# Lets see your balls.......



## Hacker AL (Sep 24, 2011)

Ok just tell us what you use and why.I have recently went to using the Bridgestone E6. It has a good feel. Not sure yet if it has helped my slice any but has a nice feel for me from tee to green. Also has a mid level price around $26 a dozen.


----------



## Cajun (Jan 17, 2010)

I shoot around 100, I use Walmart Wilsons (if I use new balls) fiddy cent a ball...I've hit 'em all and honestly, I'm not good enough to tell a difference. When I am, if I ever am able to reach that point, maybe I'll spend more. I'll pick up a box of softest Noodles if I'm playing when it's REAL cold, but otherwise I like that $5.99 Wilson dozen.

Note: Refer to sig below


----------



## Fourputt (Nov 18, 2006)

I've been using the E6 yellow. Good performance, and easier to find in all of the weird places I keep hitting my tee shots.


----------



## AOInc (Sep 27, 2011)

Not so many days have gone when I actually started using this.We just started playing regularly, as opposed to once a month to get into the nitty gritty of golf equipment.

Since the start I suddenly strong hook.

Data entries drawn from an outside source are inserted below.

Issue #661, opened 2022-07-26
[inductor] fails with index-simplification error


Chillee:
```
import torchinductor
import torchinductor.config
from torchinductor.compile_fx import compile_fx
import torch
import torch.nn as nn
import torch.fx as fx

import time

# torchinductor.config.debug = True

inps = [torch.randn(512, 256, device='cuda')]

class Mod(torch.nn.Module):
    def __init__(self):
        super().__init__()
        self.layers = nn.ModuleList([nn.Linear(256, 256) for _ in range(5)])

    def forward(self, x):
        for layer in self.layers:
            x = layer(x).cos().cos()
        return (x,)


mod = fx.symbolic_trace(Mod()).cuda()

new_mod = compile_fx(mod, inps)
new_mod(*inps)[0].sum().backward()
iters = 100

begin = time.time()
torch.cuda.synchronize()
for _ in range(100):
    new_mod(*inps)[0].sum().backward()
torch.cuda.synchronize()
print((time.time()-begin)/iters)
```
```
  File "/scratch/chilli/fresh/torchdynamo/torchinductor/graph.py", line 260, in codegen
    self.scheduler.codegen()
  File "/scratch/chilli/fresh/torchdynamo/torchinductor/scheduler.py", line 767, in codegen
    self.get_backend(device).codegen(*group)
  File "/scratch/chilli/fresh/torchdynamo/torchinductor/codegen/triton.py", line 883, in codegen
    node.run(*kernel.split_and_set_ranges(node.get_ranges()))
  File "/scratch/chilli/fresh/torchdynamo/torchinductor/codegen/triton.py", line 513, in split_and_set_ranges
    assert all(s == 1 for s in remaining)
AssertionError
```

jansel:
There is a fix for this one in my branch.

jansel:
Fixed in https://github.com/pytorch/torchdynamo/pull/662

PR #662, opened 2022-07-27
[inductor] Add realize_hint and small fixes

jansel:


torchinductor/codegen/triton.py
```diff
@@ -510,7 +510,9 @@ def getter(flat_vars):
 
             return_getters_groups.append(return_getters)
 
-        assert all(s == 1 for s in remaining)
+        assert all(
+            V.graph.sizevars.size_hint(s) == 1 for s in remaining
+        ), f"failed to set ranges {remaining} {lengths}"
```
desertfire, line 515: This is already in the tip. Is this the main fix for https://github.com/pytorch/torchdynamo/issues/661, or is `realize_hint` the main fix?

torchinductor/ir.py
```diff
@@ -2653,27 +2656,43 @@ def realize(self):
         self.data.name = V.graph.register_buffer(self.data)
         return self.data.name
 
+    def realize_hint(self):
+        """
+        Called on buffers we expect to be forced to realize later.
+        """
+        if self.num_reads() > 1:
```
desertfire, line 2663: I am trying to relate this to some recent discussion in our group chat. Does this change mean we are not leveraging DSE anymore? Is there any performance implication here?

desertfire: Oh, I see you are replacing certain `realize` with `realize_hint`, so this should only make perf better.

torchinductor/ir.py
```diff
@@ -2653,27 +2656,43 @@ def realize(self):
...
+                num_reads > config.realize_reads_threshold
                 or len(self.inner_fn_str()) > config.realize_bytes_threshold
             ):
                 self.realize()
 
+    def num_reads(self):
+        if isinstance(
+            self.data, (ComputedBuffer, InputsKernel, InputBuffer, ReinterpretView)
+        ):
+            return 1
```
desertfire, line 2683: Why return 1 for `ComputedBuffer`? Should we recursively call `num_reads` on it?

jansel: Fixed

desertfire (approved):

E6 heard after only using balls at random what I find, or hand me down old man.

Definitely the best ball I've used. It dosent remove your hook together, but it certainly helps to straighten out a lot. From finding the driver I used was 2 degrees closed, which obviously did not help either.

Just bought 3 dozen brand new on eBay, should be set at a time. I almost did not lose more balls.

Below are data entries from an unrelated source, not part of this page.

PR #665, opened 2022-07-27
Dump graph env

yushangdi:
creates a fx graph of the buffers generated by lowering

with this patch you can run e.g.

`INDUCTOR_SCHEDULER_GRAPH=1 python benchmarks/torchbench.py --training --devices=cuda --inductor --skip-accuracy-check -n 1 --isolate -k hf_Bert`

to dump the forward and backward graphs of compute-buffers of hf_Bert. The resulting svg file will be in torchbenchmark/. 

The dumped files' names are in the format of compute_buffer_{num}.svg.

Also the dumping is quite slow, so for large models like hf_Bert, you would want to change the number of layers to a small number.

The graph dumped looks like this: https://www.svgviewer.dev/s/PpmacAjw

image


yushangdi:
changed to be gated by a config flag instead of using a whole different path per request.
A different PR than https://github.com/pytorch/torchdynamo/pull/635

torchinductor/scheduler.py
```diff
@@ -4,12 +4,17 @@
...
 import itertools
 import logging
+import os
 from typing import Any
 from typing import Dict
 from typing import List
 
 import numpy as np
 import torch
+from functorch._src.partitioners import draw_graph
```
Chillee, line 14: Might want to move this import into the function.

torchinductor/scheduler.py
```diff
@@ -458,6 +559,13 @@ def __init__(self, nodes):
                 assert False, node
         self.name_to_node = {node.get_name(): node for node in self.nodes}
 
+        if bool(os.environ.get("INDUCTOR_DEBUG", False)):
```
Chillee, line 562: Rename this to `INDUCTOR_SCHEDULER_GRAPH=1` or something like that for now.

We'll need a better system eventually (cc: @jansel ).

torchinductor/scheduler.py
```diff
@@ -458,6 +559,13 @@ def __init__(self, nodes):
...
+            global graph_dump_index
```
Chillee, line 563: So... we only create a single scheduler per graph we pass to inductor. I'd propose instead that we make a global variable that anybody can access for the purposes of logging.

Chillee (commented):
Mostly LGTM, although I defer to Jason if he has any strong opinions on how debug logging should be structured.

torchinductor/scheduler.py
yushangdi: changed, we also need the PR here: https://github.com/pytorch/pytorch/pull/82368

torchinductor/scheduler.py
yushangdi: renamed

torchinductor/scheduler.py
yushangdi: moved

torchinductor/scheduler.py
```diff
@@ -418,6 +422,105 @@ def get_name(self):
...
 
+def get_fake_func(name):
+    def func1(*args):
+        return 0
+
+    func1.__name__ = name
+    return func1
+
+
+def create_fx_graph(nodes, fname, print_graph=False):
```
Chillee, line 433: By the way, let's move this code to `utils.py`

Chillee (approved):
Other than one final note, LGTM.

Not sure if anybody else has any opinions :)

(might want to wait until other folks chime in)

cc: @anijain2305 @ngimel @desertfire

torchinductor/scheduler.py
yushangdi: resolved offline. Will keep this here because moving it to utils.py might cause circular dependency in the future.

torchinductor/scheduler.py
```diff
@@ -458,6 +561,12 @@ def __init__(self, nodes):
                 assert False, node
         self.name_to_node = {node.get_name(): node for node in self.nodes}
 
+        if INDUCTOR_SCHEDULER_GRAPH:
+            from functorch._src.aot_autograd import get_graph_being_compiled
+
+            graph_name = get_graph_being_compiled()
+            create_fx_graph(self.nodes, graph_name, print_graph=True)
```
ngimel, line 568: not sure you want `print_graph=True` here?

torchinductor/scheduler.py
```diff
@@ -418,6 +422,105 @@ def get_name(self):
...
+
+    outputs = []
+    for _, v in name_to_fx_node.items():
+        if len(v.users) == 0:
+            outputs.append(v)
+    graph.output(outputs[0] if len(outputs) == 1 else tuple(outputs))
+
+    if print_graph:
+        print(graph)
+    print("starting creating module")
```
ngimel, line 516: stray prints?

Chillee: This is within `create_fx_graph`, which is for debugging purposes, so i think it's fine.

torchinductor/scheduler.py
Chillee: Also, let's rename this to `create_fx_from_buffers`

yushangdi: renamed

torchinductor/scheduler.py
yushangdi: as @Chillee said below, this line is only called when we are in debugging mode, so I think printing out the graph is probably helpful?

Love balls and recommend anyone with a wayward drive to give them a crack.


----------



## Big Hobbit (Nov 2, 2010)

After 10yrs of using a Pro-V1 I switched to the Taylormade Penta TP about 2 months ago. Maybe it was me but I was finding this year's Pro-V a little firm - could be I'm not hitting the ball hard enough to compress it.

And the cost, £33 a dozen or just over $50 USD. Thankfully I can't remember the last time I lost a ball - I get a few rounds out of a ball before they get consigned to the practice bag.


----------



## FrogsHair (Mar 4, 2010)

I use the e-6, or e-7 yellow balls by Bridgestone, when I think about buying them for an important round. For the money they are a pretty decent ball. Another thing I lke about them is that Bridgestone has not changed them over the years they have been on the market. A lot of manufactures, for what ever reason9s), discontinue, or re-work what they have for something they say is better. They are usually not. Pinnacle used to sell a senior ball that I really liked. Great distance, with some usable spin. They discontinued it for something they said was better.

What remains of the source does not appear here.